Player Agency: The Curse of the Video Game

or

Why Outer Wilds is the Greatest Game Ever Made

Player agency is a tricky problem. Games have always had an advantage over other media since the viewer is able to take part in the story in a way not possible in books or movies. But writing a story isn’t free. For every choice a player can make new dialogue or content may need to be made. How do we make a player feel like they are in charge while keeping the development costs manageable?

There are tricks to avoid needing to do lots of extra work to make your world feel “real”. The “side quest” is a common way of allowing the player to choose when or if they will play some part of the game, with the assumption that sooner or later most players will indeed play most of the side quests. As a player, you are encouraged to feel “yes, now is the time my character chooses to ignore the time critical main story and helps an old woman find her pan“. Similarly, regular but small decisions are another way to keep content requirements light while making the player not feel railroaded. Bonus points if you can weave these interactions into others and have callbacks to them, which Undertale did wonderfully. On the flip side, one of the worst things you can do is load all the weight of the story into a single, momentous decision which usually detracts from any agency the player may have felt and replaces it with an empty multiple choice question. What you’re trying to achieve is that players feel their choices:

  1. Align with how they want to play the game
  2. Are impactful

Smart players want to be able to make smart choices which require smart writers. Chaotic players want chaotic choices which requires wild possibilities and outcomes. Both these cases require lots of work. A great study of player agency is in The Stanley Parable which makes clear that if you as a dev want real agency, it’s going to cost you. (spoilers) The core storyline is almost comically short, but due to its construction the game practically begs you to replay it and experience all the hard work the devs put in.

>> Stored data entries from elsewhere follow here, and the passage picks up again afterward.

PR #28, opened 2016-05-03
[breaking] CreateDNSRecord returns the response.

elithrar:
Addresses https://github.com/cloudflare/cloudflare-go/issues/27

PR #29, opened 2016-05-03
return the created DNS record with creation

mitchellh:
This is a breaking API change.

The CreateDNSRecord API wasn't returning the DNSRecord which meant that there was no way to safely retrieve the ID of the created record. This is necessary to make further requests.

We're currently using my fork for Terraform with this change since we require this functionality. If you want me to change it in any way to get it in we'd be happy to.


elithrar:
See #28 - which also includes the requisite changes in `cmd/flarectl`.

PR #53, opened 2016-05-05
[bugfix] CreateDNSRecord wasn't being passed a pointer.

### LINKED ISSUE #52: JSON Unmarshal error for CreateDNSRecord
I am trying implementing a dns add service function in my go program so I referred to flarectl and dns.go

	record := cf.DNSRecord{
		Name:    r.Name,
		Type:    strings.ToUpper(r.Type),
		Content: r.Content,
		TTL:     int(r.TTL),
		Proxied: r.Proxy,
	}

`if res, err := d.api.CreateDNSRecord(zoneId, record); err != nil {
		return nil, err`

I get `Error unmarshalling JSON: json: Unmarshal(nil *cloudflare.DNSRecordResponse)` when running a unit test. I double-checked that I am passing everything correctly by looking at flarectl.go. 

DNS record is actually created. Verified by using curl api.

Any help or insights are greatly appreciated!

elithrar:
Fixes #52

### DIFF
--- a/dns.go
+++ b/dns.go
@@ -22,7 +22,7 @@ func (api *API) CreateDNSRecord(zoneID string, rr DNSRecord) (*DNSRecordResponse
 	}
 
 	var recordResp *DNSRecordResponse
-	err = json.Unmarshal(res, recordResp)
+	err = json.Unmarshal(res, &recordResp)
 	if err != nil {
 		return nil, errors.Wrap(err, errUnmarshalError)
 	}


Tenzer:
We should probably try to get some unit tests set up :/

jamesog:
I agree. @terinjokes was working on a mock API server for the Node.js implementation. We should probably try and do the same here.

terinjokes:
I have a mock server in Go for my work project that I'm fairly happy with.
I can put together an example of that in a PR here.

Up until recently I didn’t think this was really a solvable problem. That’s still true, for most games there will always be a tradeoff and no studio is going to quintuple their budget just so the box can say “Real Agency!” even though it isn’t real, it’s just five times as many story-pathways. Maybe generative ai can make it real. But I digress.

Some genres are easier than others. RPGs naturally lend themselves to it but MMOs can easily have player driven narratives that really do create agency (and make for great reads) However, involving real humans has the nasty side effect of not-everyone-can-have-fun-in-real-stories. Other games have shown that with deep enough mechanical systems (simulations and game mechanics) compelling narratives can form spontaneously and these naturally have player agency, since those mechanics are core to the gameplay. But again, this is rare enough that one wouldn’t call these story-driven games.

Outer wilds is a story driven game. I’m not going to go much further without giving the strongest spoiler warning for any media I’ve ever given. In fact, I shall protect it behind this impenetrable wall that only people who have played the game are able to click.

Unclickable to non players DO NOT CLICK IT WONT WORK !1!!1

One of the things I say when people try Outer Wilds is “You can technically finish this game in 20 minutes”. This isnt some speedrun number, those are faster.

Instead it’s to try and show “hey, you’ve got everything you need to finish the game right here in 20 minutes and the only question is how”. And that’s the game, find out how. This is why Outer Wilds fans are so tight-lipped about it, exploration and discovery is the heart and soul of the game.

Ok, sure, how’s this different from some other detective-point-and-click-whatever where I can choose what order to look at clues in? Even in the most well designed such games, something usually needs to be taken, solved, or otherwise “progressed” before something else can be done, to lock down the progression under some sort of control. Otherwise, it’s quite a challenge to hide things in plain sight. Too obvious and its a bit of a spoiler. Too hard and no one notices it. So, usually it’s limited to an easter egg or forshadowing or a callback. Imagine needing to get that balance right for an entire game. In that respect, Outer Wilds isn’t actually perfect. There are those who will find it frustrating but for the purposes of being hyperbolic I’m going to ignore that.

So you set out on your adventure and you’re met with text. Wow. Lore. Don’t need that! Except, it’s this text that intends to guide you and so your first act, as a finally free agent in a video game, is to try and unlearn what you know about video games. You can try and ignore it, sure, but good luck bouncing around the solar system hoping to stumble on things. That’ll only work for half the game Bucko (Bucko is me, I’m Bucko).

The ability of outer wilds to make it feel special when you find a clue is where it really shines. The solar system feels dense with so much to see and yet what you found still fits into this grand puzzle. It’s also often not just the place you chose to visit but the time you happened to visit. It ends up feeling like a microcosm of reality, where you are at the right place at the right time. Coincidental enough that it feels special but not so rare that it feels frustrating. You are driven only by your curiosity as a player, and it just so happens that the player character is exactly the same. There’s no maiden we are told we feel sorry for or world we don’t live in that is in jeopardy. The player character is out to listen to some space-tunes in their space-ship and you, just like them, take part in a universe defining story that nothing but your curiosity got you into. You’re one and the same and it’s perfect.

I don’t like it when games tell me what to do. Outer Wilds didn’t tell me to do anything and I love it for that. If you haven’t played it yet, now really is the time.